For production decisions:
- Live, low-latency:
-bf 0. Accept the compression cost. - Live, standard latency: 2-3 B-frames. Balance.
- VOD baseline: 3 B-frames + B-pyramid. Good compression, moderate complexity.
- VOD premium: 4-8 B-frames + B-pyramid. Maximum compression for premium content.
What MpegFlow does with frame types
MpegFlow's DAG runtime configures B-frame counts and B-pyramid per rendition through workflow YAML; each value flows into the corresponding FfmpegExecutor stage's parameters.
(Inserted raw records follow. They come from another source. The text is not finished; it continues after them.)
PR #3483, opened 2019-08-26
Re-connect when telemetry is unresponsive during dialing

### LINKED ISSUE #3276: Telemetry worker doesn't detect if server isn't responsive
If the telemetry server closes the connection (ie. sends a FIN) then Substrate will try to reconnect as it should.

However if the connection simply isn't responsive (no ACK is sent back) then Substrate doesn't care.

gterzian:
FIX #3276

### DIFF
--- a/core/telemetry/src/worker/node.rs
+++ b/core/telemetry/src/worker/node.rs
@@ -127,7 +127,7 @@ where TTrans: Clone + Unpin, TTrans::Dial: Unpin,
 							break NodeSocket::Connected(conn)
 						},
 						Poll::Pending => {
-							if is_writing_data {
+							if is_writing_data && self.connection_timeout.is_none() {
 								self.connection_timeout = Some(Delay::new(Duration::from_millis(500)));
 							}
 							break NodeSocket::Connected(conn)
@@ -184,10 +184,12 @@ where TTrans: Clone + Unpin, TTrans::Dial: Unpin,
 				Poll::Pending => {},
 				Poll::Ready(Err(err)) => {
 					warn!(target: "telemetry", "Connection timeout error for {} {:?}", self.addr, err);
+					self.connection_timeout = None;
 				}
 				Poll::Ready(Ok(_)) => {
 					println!("Reconnecting");
 					warn!(target: "telemetry", "Server unresponsive from {}", self.addr);
+					self.connection_timeout = None;
 					let timeout = gen_rand_reconnect_delay();
 					self.socket = NodeSocket::WaitingReconnect(timeout);
 				}
--- a/core/telemetry/src/worker/node.rs
+++ b/core/telemetry/src/worker/node.rs
@@ -116,7 +116,16 @@ where TTrans: Clone + Unpin, TTrans::Dial: Unpin,
 		let mut socket = mem::replace(&mut self.socket, NodeSocket::Poisoned);
 		self.socket = loop {
 			match socket {
-				NodeSocket::Connected(mut conn) =>
+				NodeSocket::Connected(mut conn) => {
+					let mut connection_timeout = Delay::new(Duration::from_millis(500));
+					match Future::poll(Pin::new(&mut connection_timeout), cx) {
+						Poll::Pending => {},
+						Poll::Ready(Err(_)) | Poll::Ready(Ok(_)) => {
+							warn!(target: "telemetry", "Server unresponsive from {}", self.addr);
+							let timeout = gen_rand_reconnect_delay();
+							break NodeSocket::WaitingReconnect(timeout)
+						}
+					}
 					match NodeSocketConnected::poll(Pin::new(&mut conn), cx, &self.addr) {
 						Poll::Ready(Ok(v)) => match v {}
 						Poll::Pending => break NodeSocket::Connected(conn),
@@ -127,6 +136,7 @@ where TTrans: Clone + Unpin, TTrans::Dial: Unpin,
 							return Poll::Ready(NodeEvent::Disconnected(err))
 						}
 					}
+				}
 				NodeSocket::Dialing(mut s) => match Future::poll(Pin::new(&mut s), cx) {
 					Poll::Ready(Ok(sink)) => {
 						debug!(target: "telemetry", "Connected to {}", self.addr);
--- a/core/telemetry/src/worker/node.rs
+++ b/core/telemetry/src/worker/node.rs
@@ -120,15 +120,19 @@ where TTrans: Clone + Unpin, TTrans::Dial: Unpin,
 		self.socket = loop {
 			match socket {
 				NodeSocket::Connected(mut conn) => {
-					let mut is_writing_data = false;
+					let mut is_writing_data = self.connection_timeout.is_some();
 					match NodeSocketConnected::poll(Pin::new(&mut conn), cx, &self.addr, &mut is_writing_data) {
 						Poll::Ready(Ok(_)) => {
 							self.connection_timeout = None;
 							break NodeSocket::Connected(conn)
 						},
 						Poll::Pending => {
-							if is_writing_data && self.connection_timeout.is_none() {
-								self.connection_timeout = Some(Delay::new(Duration::from_millis(500)));
+							if is_writing_data {
+								if self.connection_timeout.is_none() {
+									self.connection_timeout = Some(Delay::new(Duration::from_millis(5000)));
+								}
+							} else {
+								self.connection_timeout = None;
 							}
 							break NodeSocket::Connected(conn)
 						},
@@ -187,7 +191,6 @@ where TTrans: Clone + Unpin, TTrans::Dial: Unpin,
 					self.connection_timeout = None;
 				}
 				Poll::Ready(Ok(_)) => {
-					println!("Reconnecting");
 					warn!(target: "telemetry", "Server unresponsive from {}", self.addr);
 					self.connection_timeout = None;
 					let timeout = gen_rand_reconnect_delay();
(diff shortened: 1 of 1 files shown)


gterzian:
Not sure if this is what you had in mind, so please take a look @tomaka 

What would be the correct way to test this by the way?

tomaka:
> Not sure if this is what you had in mind, so please take a look @tomaka

No, we already have a timeout for connecting:

https://github.com/paritytech/substrate/blob/c63ee7ad8fef5aba30930e56b82e282e2f14d1d5/core/telemetry/src/worker.rs#L112

What I mean is: once a connection is open, we don't detect if the telemetry server doesn't send back ACKs.

The way we should do that is adding a timeout when sending data, so:
- Here: https://github.com/paritytech/substrate/blob/c63ee7ad8fef5aba30930e56b82e282e2f14d1d5/core/telemetry/src/worker/node.rs#L212
- And here: https://github.com/paritytech/substrate/blob/c63ee7ad8fef5aba30930e56b82e282e2f14d1d5/core/telemetry/src/worker/node.rs#L196

Once async/await are stable, it will be very easy to add timeouts. In the meanwhile, thought, I don't know how clean it's possible to do that.
Maybe using [`MaybeDone`](https://docs.rs/futures-preview/0.3.0-alpha.17/futures/future/enum.MaybeDone.html) can make it easier to implement, I'm not sure.

bkchr:
Can we not just add a timer that is reset each time we receive an ack? If the ack is not received in the expected time frame, we close the connection? (This assumes we send regular ping messages)

tomaka:
We can't detect ACKs and we don't ping the connection. A timeout when writing is an indirect way of doing that.

bkchr:
Yeah okay, then a timer should still be do-able. Just reset the timer each time we can send something. If we don't send data, we will timeout.

gterzian:
@tomoka what do you want to do with pending messages when we timeout?

bkchr:
Just throw them away. This are just telemetry messages. But as we don't further poll the channel, we drop the messages automatically.

gterzian:
Ok here is another try. Any ideas on how to test this?

core/telemetry/src/worker/node.rs
```diff
@@ -114,19 +118,35 @@ where TTrans: Clone + Unpin, TTrans::Dial: Unpin,
...
 		self.socket = loop {
 			match socket {
-				NodeSocket::Connected(mut conn) =>
+				NodeSocket::Connected(mut conn) => {
+					self.connection_start = Some(Instant::now());
 					match NodeSocketConnected::poll(Pin::new(&mut conn), cx, &self.addr) {
 						Poll::Ready(Ok(v)) => match v {}
-						Poll::Pending => break NodeSocket::Connected(conn),
+						Poll::Pending => {
+							let timed_out = match self.connection_start {
```
bkchr: You should use https://docs.rs/futures-timer/0.3.0/futures_timer/struct.Delay.html

THis will wake up the task when we hit the timeout.

gterzian: Thanks

gterzian:
Ok, this may be more like it.

tomaka:
This will never resolve since you're recreating a new `Delay` every time we poll.
There should be an `Option<Delay>` stored in the struct, that gets set to something (if necessary) whenever we start sending, and reset whenever we successfully send.

gterzian:
@tomaka Ok, this might be better, testing locally...

tomaka:
I think this will trigger a timeout if we don't send any message to the telemetry for more than 500ms.
Really what we need is the timeout when sending data and flushing.

gterzian:
@tomaka Ok I think this might be better. One thing I noticed is that I get a `Poll::Ready(Ok(()))` from the call to `Sink::poll_flush` even if I turn off the wifi. Any ideas on how to test this?

tomaka:
Flushing doesn't necessarily do anything. If everything has already been sent out, I expect that flushing simply returns `Ok()` even if in reality you're not connected anymore.

gterzian:
@tomaka Ok, ready for review then.

gavofyork:
@maciejhirsz is this code useful?

gavofyork:
@tomaka the original issue is yours, so it's your to review :-P

core/telemetry/src/worker/node.rs
```diff
@@ -36,6 +36,8 @@ pub struct Node<TTrans: Transport> {
 	socket: NodeSocket<TTrans>,
 	/// Transport used to establish new connections.
 	transport: TTrans,
+    /// Timeout for a connection to the node that is writing data.
+    connection_timeout: Option<Delay>,
```
tomaka: Should be indented with tabs.

core/telemetry/src/worker/node.rs
```diff
@@ -189,8 +223,9 @@ where TTrans::Output: Sink<BytesMut, Error = TSinkErr>
 	fn poll(
 		mut self: Pin<&mut Self>,
 		cx: &mut Context,
-		my_addr: &Multiaddr
-	) -> Poll<Result<futures::never::Never, TSinkErr>> {
+		my_addr: &Multiaddr,
+		is_writing_data: &mut bool,
+	) -> Poll<Result<(), TSinkErr>> {
```
tomaka: Why remove the `futures::never::Never`?

core/telemetry/src/worker/node.rs
```diff
@@ -76,6 +78,7 @@ impl<TTrans: Transport> Node<TTrans> {
 			addr,
 			socket: NodeSocket::ReconnectNow,
 			transport,
+			connection_timeout: None,
```
tomaka: Why is this in `NodeSocket` and not in `NodeSocketConnected`? It is only ever user or relevant when we're connected.

tomaka:
The behaviour looks good to me, but I'd like `connection_timeout` to be in `NodeSocketConnected`.

gterzian:
@tomaka A question in order to move the logic to inside `NodeSocketConnected`: when the timeout fires, and the socket is still writing data, presumably the right thing to do would be to return an error, so that the outer loop would reconnect. How can I manually return the right error type for `TSinkErr`?

All the other code just forward errors otherwise, and I can't quite make out how to manually create such an error.

tomaka:
> the right thing to do would be to return an error, so that the outer loop would reconnect.

Yes!

> How can I manually return the right error type for TSinkErr?

The right thing to do would be to create a custom enum, of either "timeout error" or "sink error", and use it as the return type instead of `TSinkErr`, similar to this:

https://github.com/paritytech/jsonrpsee/blob/076122d9d6e053c33bcdb24b785cb0ba79c854cc/ws/src/client.rs#L79-L108

core/telemetry/src/worker/node.rs
```diff
@@ -199,8 +225,23 @@ where TTrans::Output: Sink<BytesMut, Error = TSinkErr>
 				}
 
 				let item_len = item.len();
+				self.is_writing_data = true;
+				let mut timeout = Delay::new(Duration::from_millis(5000));
```
tomaka: I don't know if this PR is ready for review, but the `timeout` has to be in the struct, otherwise you're creating and destroying it immediately after.
`is_writing_data: bool` can probably be replaced with `timeout: Option<Delay>`.

gterzian: Thanks, it's ready for review now. I'm still wondering how to properly test this, as turning off the wifi doesn't seem to hit the timeout, for example.

core/telemetry/src/worker/node.rs
```diff
@@ -116,21 +127,36 @@ where TTrans: Clone + Unpin, TTrans::Dial: Unpin,
 		let mut socket = mem::replace(&mut self.socket, NodeSocket::Poisoned);
 		self.socket = loop {
 			match socket {
-				NodeSocket::Connected(mut conn) =>
+				NodeSocket::Connected(mut conn) => {
 					match NodeSocketConnected::poll(Pin::new(&mut conn), cx, &self.addr) {
-						Poll::Ready(Ok(v)) => match v {}
-						Poll::Pending => break NodeSocket::Connected(conn),
-						Poll::Ready(Err(err)) => {
+						Poll::Ready(Ok(_)) => {
```
bkchr:
```suggestion
						Poll::Ready(Ok(_)) | Poll::Pending => {
```

core/telemetry/src/worker/node.rs
```diff
@@ -116,21 +127,36 @@ where TTrans: Clone + Unpin, TTrans::Dial: Unpin,
...
+							break NodeSocket::Connected(conn)
+						},
+						Poll::Pending => {
```
bkchr:
```suggestion
```

core/telemetry/src/worker/node.rs
```diff
@@ -116,21 +127,36 @@ where TTrans: Clone + Unpin, TTrans::Dial: Unpin,
...
+							break NodeSocket::Connected(conn)
```
bkchr:
```suggestion
```

core/telemetry/src/worker/node.rs
```diff
@@ -116,21 +127,36 @@ where TTrans: Clone + Unpin, TTrans::Dial: Unpin,
...
+						},
```
bkchr:
```suggestion
```

core/telemetry/src/worker/node.rs
```diff
@@ -199,8 +225,22 @@ where TTrans::Output: Sink<BytesMut, Error = TSinkErr>
...
 				let item_len = item.len();
+				self.timeout = Some(Delay::new(Duration::from_millis(5000)));
+				if let Some(mut timeout) = self.timeout.as_mut() {
+					match Future::poll(Pin::new(&mut timeout), cx) {
+						Poll::Pending => {},
+						Poll::Ready(Err(err)) => {
+							warn!(target: "telemetry", "Connection timeout error for {} {:?}", my_addr, err);
+						}
+						Poll::Ready(Ok(_)) => {
+							return Poll::Ready(Err(ConnectionError::Timeout))
```
bkchr: This will never happen. You always create a new timeout before this `if`.

core/telemetry/src/worker/node.rs
```diff
@@ -189,18 +213,35 @@ where TTrans::Output: Sink<BytesMut, Error = TSinkErr>
...
+				}
+			}
+		}
 		loop {
 			if let Some(item) = self.pending.pop_front() {
 				if let Poll::Pending = Sink::poll_ready(Pin::new(&mut self.sink), cx) {
 					self.pending.push_front(item);
+					self.timeout = Some(Delay::new(Duration::from_millis(5000)));
+					if let Some(mut timeout) = self.timeout.as_mut() {
+						let _ = Future::poll(Pin::new(&mut timeout), cx);
```
gterzian: What about polling here, after setting it to `Some(_)`, and then again at the top of `poll` if it is still `Some(_)`?

core/telemetry/src/worker/node.rs
tomaka: Why this suggestion? We extract the socket then put it back. If you remove this `break` we stay in a `Poisoned` state.

core/telemetry/src/worker/node.rs
```diff
@@ -116,27 +127,40 @@ where TTrans: Clone + Unpin, TTrans::Dial: Unpin,
 		let mut socket = mem::replace(&mut self.socket, NodeSocket::Poisoned);
 		self.socket = loop {
 			match socket {
-				NodeSocket::Connected(mut conn) =>
+				NodeSocket::Connected(mut conn) => {
 					match NodeSocketConnected::poll(Pin::new(&mut conn), cx, &self.addr) {
-						Poll::Ready(Ok(v)) => match v {}
-						Poll::Pending => break NodeSocket::Connected(conn),
-						Poll::Ready(Err(err)) => {
+						Poll::Ready(Ok(_)) | Poll::Pending => {
```
tomaka:
```suggestion
						Poll::Ready(Ok(v)) => match v {}
						Poll::Pending => {
```

core/telemetry/src/worker/node.rs
bkchr: I did not looked at the original code close enough.

I wanted to have this `Poll::Ready(Ok(_)) | Poll::Pending => { break Connected() }`.

bkchr: (You can not have multiline suggestions :( )

gavofyork:
@tomaka worth continuing to review this?

tomaka:
It's still quite far away from being perfect in terms of logic.
To be fair, this issue is way more complex than it looks.

I opened #3916 instead.

PR #3487, opened 2019-08-26
Make sure that `on_before_session_ending` is called

bkchr:


srml/session/src/lib.rs
```diff
@@ -490,6 +490,9 @@ impl<T: Trait> Module<T> {
 
 		let applied_at = session_index + 2;
 
+		// Inform the session handlers that a session is going to end.
+		T::SessionHandler::on_before_session_ending();
```
tomusdrw: Should we call this before `Validators<T>` is populated with new validators? I'd assume that the state still describes the previous session.

PR #3791, opened 2019-10-10
Move srml RPC extensions to separate crates

tomusdrw:
The main point of the PR is to generalize the RPC extension so that they can be used in down stream projects (see https://github.com/paritytech/polkadot/pull/460).
Before they were part of `node-rpc` crate, and were too closely tied with `node-primitives`. Now they are enclosed under `srml` directory inside the module they are related to.


node/primitives/Cargo.toml
```diff
@@ -5,11 +5,7 @@ authors = ["Parity Technologies <admin@parity.io>"]
 edition = "2018"
 
 [dependencies]
-client = { package = "substrate-client", path = "../../core/client", default-features = false }
```
kianenigma: why was this here in the first place? seems _very out of place_

tomusdrw:
@kianenigma I actually have on my list to automate this process, cause there is a lot of boilerplate code needed now, and I imagine that most of the RPCs will be super simple - basically directly expose the `RuntimeApi`. We can discuss how this could be done, but then the example would be basically:
1. Specify `RuntimeApi`
2. Add some macro magic
3. ???
4. RPC exposed.

node/rpc/src/lib.rs
```diff
@@ -25,43 +25,32 @@
...
-		accounts::{Accounts, AccountsApi},
-		contracts::{Contracts, ContractsApi},
-	};
+	use srml_system_rpc::{System, SystemApi};
+	use srml_contracts_rpc::{Contracts, ContractsApi};
 
 	let mut io = jsonrpc_core::IoHandler::default();
 	io.extend_with(
-		AccountsApi::to_delegate(Accounts::new(client.clone(), pool))
+		SystemApi::to_delegate(System::new(client.clone(), pool))
```
kianenigma: Very detailed but to avoid confusion with similar names defined in `node/runtime` I would consider renaming these structs that implement rpc api to some name that suggests more clearly what they are doing, e.g.
```suggestion
		SystemApi::to_delegate(SystemRpcHandler::new(client.clone(), pool))
```

tomusdrw:
> This RPC code, despite being placed in srml is non-runtime code. Hence, almost all meaningful interactions with would have to use the runtime api (I assume for this reason we keep a ref to client). So it seems the whole concept of rpc api for srml module is quite entangled with runtime apis.

Yes, to all 3 questions. This is a conscious choice to be able to migrate the runtime in the future, but keep the RPCs backward compatible. Otherwise the RPC implementation would have to be tightly coupled with things like storage layout of srml, etc. So definitely every RPC we exposed will have some RuntimeApi behind it.

srml/contracts/rpc/runtime-api/src/lib.rs
```diff
@@ -0,0 +1,64 @@
...
+
+//! Runtime API definition required by Contracts RPC extensions.
+//!
+//! This API should be imported and implemented by the runtime,
+//! of a node that wants to use the custom RPC extension
+//! adding Contracts access methods.
+
+#![cfg_attr(not(feature = "std"), no_std)]
+
+use rstd::prelude::Vec;
```
bkchr:
```suggestion
use rstd::vec::Vec;
```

The partitioner persists each rendition stage to job_stages with dependency tracking; per-stage retry handles transient failures; per-rung tuning is straightforward (different B-frame counts on different tiers) because each rendition is its own stage.
Default configurations:
- Live workflows: B-frames disabled (
-bf 0) for standard low-latency operation. - Standard live: 2 B-frames for non-latency-critical live.
- VOD baseline: 3 B-frames + B-pyramid for good compression at moderate complexity.
- VOD premium: 4-8 B-frames + B-pyramid for premium content where compression matters most.
The packaging stage relies on segment-aligned IDRs from the encode stage (see GOP/keyframes for the force-key-frames discipline that makes this work); trick-play I-frame-only playlist generation, where required, runs as an additional stage with its own executor configuration.
The strict-broker security model treats frame-type configuration like any pipeline payload — workers carry no ambient credentials; content access flows through short-lived presigned URLs scoped per stage; access is disposed on completion.
For customers tuning frame types for their pipeline, the standing recommendation: disable B-frames for low-latency live (the compression cost is worth the latency savings); enable B-pyramid for VOD (the compression gain is worth the modest decoder complexity); test on actual target devices after configuration changes (hardware decoder constraints can cause playback failures that don't show in encoder testing). Frame type choice is one of the encoder configurations where defaults work for most cases; tuning matters for the edge cases where they don't.